I tried to wrestle with the fact that 20 years has gone by since then, and I found myself thinking--
Don't let it be forgot
That once there was a spot
For one brief shining moment that was known
As Camelot
I tried to rewrite this for grunge, couldn't quite get there. This was the best I could come up with:
Don't let it be unsaid
That once there was a dread
of scary kids who took the plunge
into Grunge.
In any event, my sentiments are the same as Camelot.. and my hugs and kisses to you kidz out there who tried to resurrect the old faith. It was a nice moment, and you should be very proud and remember it fondly your whole lives.
~*~
Feministe has an endless thread about adoption as a feminist issue, that you must read. Although very long (374 comments as of this writing)-- it is amazingly heartfelt, as first mothers and adoptees and adoptive mothers and everyone else jumps in with their opinions, experience and knowledge. The thread includes excellent links and research, particularly about the feelings of mothers who give up babies for adoption. One commenter says the regret-percentage is as high as 96%, which surprised me... but not really.
Lots of talk on that thread about why people feel the necessity of having their own biological offspring, had me skipping all over the net, and eventually brought me to this scary story on Strollerderby: Sperm Donor Never Reported Fatal Illness: 24 Biological Children Could Be Affected Yow!
But why is that so surprising? You pay some guy for his sperm, which he'd just be wasting anyway, right? Easy money. Why wouldn't he lie to keep the easy money coming? Why would he kill the proverbial goose that lays the golden eggs?
When you pay money for the biological properties of reproduction, this is one of the things that can happen, as in any other retailing or merchandising: a lack of quality control.
As PT Barnum famously said, you pays your money and you takes your choice.

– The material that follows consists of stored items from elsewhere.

PR #866, opened 2019-01-08
TINY-2848: Updated dialog checkbox codepen examples to match checkbox state changes

lnewson:
Previously checkboxes were represented as a string of either "checked", "unchecked" or "intermediate", however it was decided to make them just have two states and make them use a boolean (true/false) instead of a string.

I couldn't find any mention of the data types returned for each UI component, so there should only be these examples that need updating.


lnewson:
Thanks Shikha! :+1:

PR #876, opened 2019-01-15
DOCINBOX-12: Added some more details about dialog migration from 4.x -> 5.x

lnewson:
Reworded the onpostrender -> onSetup details, to clarify that's for toolbar and menu components. Also expanded on some of the removed and new settings for dialogs.

@shikhanansi I think this should cover what we discussed for this, but more than happy to discuss and make any additional changes.

### DIFF
--- a/migration-from-4x.md
+++ b/migration-from-4x.md
@@ -331,8 +331,9 @@ Dialogs are still opened via the `editor.window.open(spec)` api, however a numbe
 | ------------------- | --------------- |
 | height | The dialog component now uses CSS3 and a predefined `small`, `medium`, and `large` template to specify the dimensions. |
 | width | The dialog component now uses CSS3 and a predefined `small`, `medium`, and `large` template to specify the dimensions. |
-| bodyType | The `bodyType` has been merged into the `body` setting.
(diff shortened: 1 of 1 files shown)


migration-from-4x.md
```diff
@@ -323,7 +323,25 @@ editor.ui.registry.addMenuItem('example', {
...
+
+##### Removed settings:
+
+| **Removed setting** | **Description** |
+| ------------------- | --------------- |
+| height | The dialog component now uses CSS3 and a predefined `small`, `medium`, and `large` template to specify the dimensions. |
+| width | The dialog component now uses CSS3 and a predefined `small`, `medium`, and `large` template to specify the dimensions. |
+| bodyType | `bodyType` has been merged into the `body` setting.
+| onpostrender | The dialog configuration instead now includes an `initialData` setting for providing the initial state and an api to fetch or update the data.
+| url | The `iframe` dialog component has been removed, which makes the `url` setting irrelevant.
```
lnewson: Wasn't sure `irrelevant` was the right phrase here. I wondered if instead it should have maybe been `obsolete`?

PR #880, opened 2019-01-16
DOCINBOX-12: Added details about onChange being merged into a single callback

lnewson:
@shikhanansi this is the part I mentioned I missed during standup. `onCancel` and `onTabChange` are new callbacks and previously changes were detected by an `onchange` callback on each component. However now there's just a single callback function with the change data.

If it helps, here's some examples (in case you want to reword or elaborate on what I added):

TinyMCE 4.x:
```
const config = {
  title: 'Insert Link',
  body: [
    {
      name: 'text',
      type: 'textbox',
      size: 40,
      label: 'Text to display',
      onchange () {
        data.text = this.value();
      }
    }
  ]
};
```

TinyMCE 5.0:
```
const config = {
  title: 'Insert Link',
  body: {
    type: 'panel',
    items: [
      {
        name: 'text',
        type: 'input',
        label: 'Text to display'
      }
    ]
  },
  onChange (api, changeData) {
    if (changeData.name === 'text') {
      // Do something with the text to display changes
    }
  }
};
```


lnewson:
Looks perfect, thanks Shikha!

PR #881, opened 2019-01-16
TINY-2907: Added codepen example for context forms/toolbars and updated nav links

lnewson:


lnewson:
@shikhanansi I'll add the context form example we mentioned this morning as well, so you might want to ignore this for the moment :)

lnewson:
@shikhanansi this should be ready to review now, as I've added the context form example as well. I should mention I changed a couple example heights, as they were quite large and left a lot of whitespace at the bottom of the page.

lnewson:
Also adding @EkimChau as a reviewer, just to make sure it matches what we want for examples.

PR #892, opened 2019-01-18
Fix to Cat Dog Machine codepen

martyf:
initialData for isdog is expecting a string of “checked”, “unchecked” or “indeterminate”, not boolean.

Fix changes this for the initialData, as well as the onSubmit logic to correctly select “cat” or “dog”

Signed-off-by: Marty Friedel <marty@mity.com.au>

### DIFF
--- a/_includes/codepens/dialog-pet-machine/index.js
+++ b/_includes/codepens/dialog-pet-machine/index.js
@@ -31,11 +31,11 @@ var dialogConfig =  {
   ],
   initialData: {
     catdata: 'initial Cat',
-    isdog: false
+    isdog: 'unchecked'
   },
   onSubmit: function (api) {
     var data = api.getData();
-    var pet = data.isdog ? 'dog' : 'cat';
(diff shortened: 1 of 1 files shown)


shikhanansi:
@EkimChau please review this PR

lnewson:
This is actually changing in our next release and checkboxes will be switching to using a boolean as part of our API review before the stable release. If you test with the latest version from git, you should see it requires a boolean instead of a string. It seems the docs change for that, might have got pushed out a little earlier sorry. 

For reference: https://github.com/tinymce/tinymce/issues/4758

shikhanansi:
@martyf  thank you for your contribution. Our engineers have received your suggestion and are working on providing a solution. This issue is fixed in the upcoming release of TinyMCE. I will provide a status update once we've released the latest version.
Your inputs are valuable to us. Thank you for helping Tiny deliver a better user experience.
Kind regards,
Shikha

TheSpyder:
This should've been closed at the time :)

PR #795, opened 2018-10-24
#4643: Add visualchars_default_state option for visualchars plugin

mat3e:
`visualchars_default_state` for `visualchars` plugin inspired by `visualblocks_default_state` from `visualblocks`

PR #896, opened 2019-01-21
Re-add visualchars_default_state option for visualchars plugin

lnewson:
This reinstates the original version (https://github.com/tinymce/tinymce-docs/pull/795) that got reverted in commit 9af454417b7e361c168fb0dfe5f491f5ed05c617 due to it being merged ahead of time.


lnewson:
@shikhanansi the related PR has been merged now, so this should be okay to add back into the docs now (or at least it should be merged before GA).

PR #899, opened 2019-01-22
TINY-3174: Fixed issues with Tiny Drive demos

lnewson:
The drive demo was using an old version of TinyMCE, so moved it to being a codepen, so it'll use the same  TinyMCE version as the rest of the demos. Also fixed an issue where the images would 404 in the drive plugin demo, because the image paths needed to move up one more level.


lnewson:
Found a couple other minor issues sorry, so fixed them up as well.

lnewson:
Thanks all! :+1:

~*~Warren Jeffs is guilty! Well, of course he is, but now it's official. How many of you DEAD AIR folks listened to the tape recordings of the 12 and 14 year-olds (Jeffs' "spiritual wives"), having the sordid FLDS "facts of life" explained to them? The sound of little-girls "amens" was freaky and alarming. And then, the silence on the (audio) tapes as he rapes them. He doesn't deny anything. The infant of the 14-year-old (now 15) was proven through DNA to be Jeffs' -- so the evidence for that was already a done deal.
The Prophet (as he is known) Warren Jeffs stood defiant at the end during closing arguments (he acted as his own lawyer after opening arguments) and was silent for the allotted 30 legal minutes of his closing. Instead, he stared at the jury, one by one. They stared back. (I knew then, dude, you are going down.) Finally, he announced in prophet-like tones, "I am at peace." (Honestly, my first thought was of the fictional character modeled on Jeffs, Harry Dean Stanton in Big Love, who would do something equally melodramatic and unexpected in a courtroom.)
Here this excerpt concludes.